Joie et Paix
Parfois on ne prêtera même pas attention à ces faits, tellement nous sommes enfermés dans la rationalité scientifique qui est devenue hégémonique dans nos cultures au-delà du domaine qui aurait dû rester le sien.
Ils sont nombreux celles et ceux qui ont bénéficié, au moins une fois dans leur vie, d'un événement, ou d'une expérience, hors du commun, surnaturels. Bien sûr, ce ne sont pas toujours de ces événements aussi extraordinaire que ceux dont parlent Éric Emmanuel Schmitt ("La nuit de feu") ou André Comte-Sponville ("L'esprit de l'athéisme"), cela peut être juste une petite chose un peu bizarre, un moment hors du temps, une prémonition venue sans raison et qui se réalise, de nombreuses sortes de ces petites bizarreries, où les lois habituelles de l'espace et du temps sont comme momentanément abolies, ou d'autres sortes encore.

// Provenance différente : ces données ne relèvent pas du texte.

PR #365, opened 2020-06-09
Initial SparseIterator experiment

### LINKED ISSUE #330: DrawTarget improvements

jamwaffles:

## PR description

Experiments with adding a `SparseIterator` struct which wraps a non-contiguous iterator into something that produces an `Option<C>` for each point in a rectangular area. This is the first idea that came to mind and it might be completely the wrong approach, but either way it would be great to get some feedback.

Closes #330

### DIFF
--- a/embedded-graphics/src/draw_target/mod.rs
+++ b/embedded-graphics/src/draw_target/mod.rs
@@ -302,23 +302,22 @@ pub trait DrawTarget: Dimensions {
     /// [`core::convert::Infallible`]: https://doc.rust-lang.org/stable/core/convert/enum.Infallible.html
     type Error;
 
-    // TODO: Reenable this in a new PR with modified primitives iterators
-    // // TODO: Mention performance
-    // // TODO: Mention default impl behaviour
-    // /// Fill a given area with a transparent pixel iterator.
-    // ///
-    // /// Iteration order is guaranteed from top left to bottom right, however some pixels may be
-    // /// transparent which are represented as `None`.
-    // fn fill_sparse<I>(&mut self, area: &Rectangle, colors: I) -> Result<(), Self::Error>
-    // where
-    //     I: IntoIterator<Item = Option<Self::Color>>,
-    // {
-    //     self.draw_iter(
-    //         area.points()
-    //             .zip(colors)
-    //             .filter_map(|(pos, color)| color.map(|c| Pixel(pos, c))),
-    //     )
-    // }
+    // TODO: Mention performance
+    // TODO: Mention default impl behaviour
+    /// Fill a given area with a transparent pixel iterator.
+    ///
+    /// Iteration order is guaranteed from top left to bottom right, however some pixels may be
+    /// transparent which are represented as `None`.
+    fn fill_sparse<I>(&mut self, area: &Rectangle, colors: I) -> Result<(), Self::Error>
+    where
+        I: IntoIterator<Item = Option<Self::Color>>,
+    {
+        self.draw_iter(
+            area.points()
+                .zip(colors)
+                .filter_map(|(pos, color)| color.map(|c| Pixel(pos, c))),
+        )
+    }
 
     /// Draw individual pixels to the display without a defined order.
     ///
--- a/embedded-graphics/src/iterator/mod.rs
+++ b/embedded-graphics/src/iterator/mod.rs
@@ -58,7 +58,7 @@ where
     I::Item: PixelColor,
 {
     fn into_pixels(self, bounding_box: &Rectangle) -> contiguous::IntoPixels<Self> {
-        contiguous::IntoPixels::new(self, bounding_box.clone())
+        contiguous::IntoPixels::new(self, *bounding_box)
     }
 }
 
--- a/embedded-graphics/src/iterator/mod.rs
+++ b/embedded-graphics/src/iterator/mod.rs
@@ -1,7 +1,11 @@
 //! Iterators.
 
 use crate::{
-    draw_target::DrawTarget, geometry::Point, pixelcolor::PixelColor, primitives::Rectangle, Pixel,
+    draw_target::DrawTarget,
+    geometry::{Dimensions, Point},
+    pixelcolor::PixelColor,
+    primitives::Rectangle,
+    Pixel,
 };
 
 pub mod contiguous;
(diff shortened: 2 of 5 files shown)


rfuest:
> Experiments with adding a `SparseIterator` struct which wraps a non-contiguous iterator into something that produces an `Option<C>` for each point in a rectangular area. This is the first idea that came to mind and it might be completely the wrong approach, but either way it would be great to get some feedback.

I was thinking that it should be implemented the other way around. Take the styled circle iterator for example:
```rust
    for (point, distance) in &mut self.iter {
        let color = if distance < self.inner_threshold {
            self.inner_color
        } else if distance < self.outer_threshold {
            self.outer_color
        } else {
            None
        };

        if let Some(color) = color {
            return Some(Pixel(point, color));
        }
    }

    None
}
```
Only using the inner part of the loop is a sparse iterator:
```rust
    self.iter.map(|(point, distance)| {
        if distance < self.inner_threshold {
            self.inner_color
        } else if distance < self.outer_threshold {
            self.outer_color
        } else {
            None
        }
    })
}
```
And it would be wasteful to convert a spare iterator in a non-contiguous iterator just to convert it back again.

jamwaffles:
That makes a lot more sense. I've changed `SparseIterator` around and converted the circle rendering to use `fill_sparse` as a first test. I've left the styled circle iterator to continue returning sparse `Pixel`s as a deliberate choice. Do you think we should keep the styled iterator behaviour the same as master (i.e. sparse if necessary) and only add non-sparse code to support `fill_sparse` internally?

rfuest:
> I've left the styled circle iterator to continue returning sparse `Pixel`s as a deliberate choice. Do you think we should keep the styled iterator behaviour the same as master (i.e. sparse if necessary) and only add non-sparse code to support `fill_sparse` internally?

The name `StyledPixels` implies that it returns pixels, so if we decide to keep the name it also should return pixels IMO.

The `IntoIterator` trait is very generic and the name `into_iter` doesn't provide any information about what iterator is created. Can we replace it by custom traits to support different iterator types, like we did for the `.points()` method? `styled_primitive.pixels()` is much easier to understand than `styled_primitives.into_iter()` IMO. And we could also add additional methods to create the `Item = Option<C>` iterator variant.

embedded-graphics/src/draw_target.rs
```diff
@@ -297,23 +297,22 @@ pub trait DrawTarget {
...
+    /// transparent which are represented as `None`.
+    fn fill_sparse<I>(&mut self, area: &Rectangle, colors: I) -> Result<(), Self::Error>
+    where
+        I: IntoIterator<Item = Option<Self::Color>>,
+    {
+        self.draw_iter(
+            area.points()
+                .zip(colors)
+                .filter_map(|(pos, color)| color.map(|c| Pixel(pos, c))),
+        )
```
rfuest, line 314: Can't this be replaced by using `SparseIterator`?

jamwaffles:
The original code was getting pretty stale, so I reset this branch and reimplemented sparse/non-sparse for `Circle`. Can you take a quick look to see if I'm on the right track again?

`FilteredIterator` could _really_ use a better name. It takes a sparse iterator and converts it to a "normal" iterator of `Pixel<C>`. It should be resuable across all primitives, reducing a bit of boilerplate.

jamwaffles:
It just occurred to me that we don't necessarily need `FilteredIterator` for our purposes, but it might be useful for others if they want all styled pixels in a primitive without having to filter it themselves. Should we keep it in, along with the `IntoPixels` impl for each primitive?

rfuest:
> Can you take a quick look to see if I'm on the right track again?

It's the track we discussed, but maybe not the right one.

I think that `Circle` (and `Ellipse`) could be implemented more efficiently by using a scanline approach using `fill_solid`. This could leverage the symmetry inherit in these shapes to reduce the number of required calculations. And it wouldn't require any caching on the display driver side.

This would only leave text rendering which uses this feature. Perhaps we should just remove the sparse iter entirely and use `draw_iter` instead. The display driver could still try to combine multiple pixels into larger blocks and I think this might not even be much more efficient when using a sparse iterator. With a sparse iter we discard the position information that the display driver needs to recreate and this isn't required when using `draw_iter`. The algorithm for creating larger blocks might be a little more complicated without knowing the iteration order, but this would only needed to be implemented once (in e-g or another crate) and can be shared between multiple display drivers.

jamwaffles:
> I think that Circle (and Ellipse) could be implemented more efficiently

Certainly, although for this PR, that code was a precursor to implementing fill_sparse for any other primitives that needed it. A scanline iterator would work a lot better though. It could even use `fill_rect` for each line for a tidy speed boost.

> Perhaps we should just remove the sparse iter entirely and use draw_iter instead.

Ok, so if I understand correctly (sorry, it's very warm here...), you're suggesting closing this PR and forgetting the idea of `fill_sparse` entirely? This would also allow closure of #330 which I think is only missing this `fill_sparse` behaviour.

rfuest:
> It could even use `fill_rect` for each line for a tidy speed boost.

I think `fill_rect` is called `fill_solid`. But maybe I'm just imagining things because we have similar temperatures.

> Ok, so if I understand correctly (sorry, it's very warm here...), you're suggesting closing this PR and forgetting the idea of `fill_sparse` entirely? This would also allow closure of #330 which I think is only missing this `fill_sparse` behaviour.

Yes, that's what I'm suggesting. If we change our mind later it wouldn't even be a breaking change because we would provide a default implementation.

jamwaffles:
> I think fill_rect is called fill_solid.

Oops yes it is, that's what I meant.

> Yes, that's what I'm suggesting. If we change our mind later it wouldn't even be a breaking change because we would provide a default implementation.

Sweet. I'll close this issue and yeah I agree - adding stuff in later is a lot easier and less breaky than doing it poorly now.

rfuest:
@jamwaffles We still need to remove the commented out code in `DrawTarget`. Will you create a PR for that?

jamwaffles:
Yep, on it now.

Parfois, souvent (?), on ne prêtera même pas attention à ces faits, tellement nous sommes enfermés, d'une part dans nos conditions de vie quotidiennes, et d'autre part dans la rationalité scientifique qui est devenue hégémonique dans nos cultures au-delà du domaine qui aurait dû rester le sien. C'est ainsi que nombre de personnes vont plonger dans des abîmes de dépression et d'angoisse, au minimum, parfois de paranoïa et de schizophrénie, alors qu'il aurait suffi qu'elles puissent accepter la réalité de ce qu'elles ont vécu là, qu'elles le puissent parce que non encore complètement éteintes par cette rationalité dictatoriale dont elles ont été imprégnées, que se soit dans le passé ou le présent.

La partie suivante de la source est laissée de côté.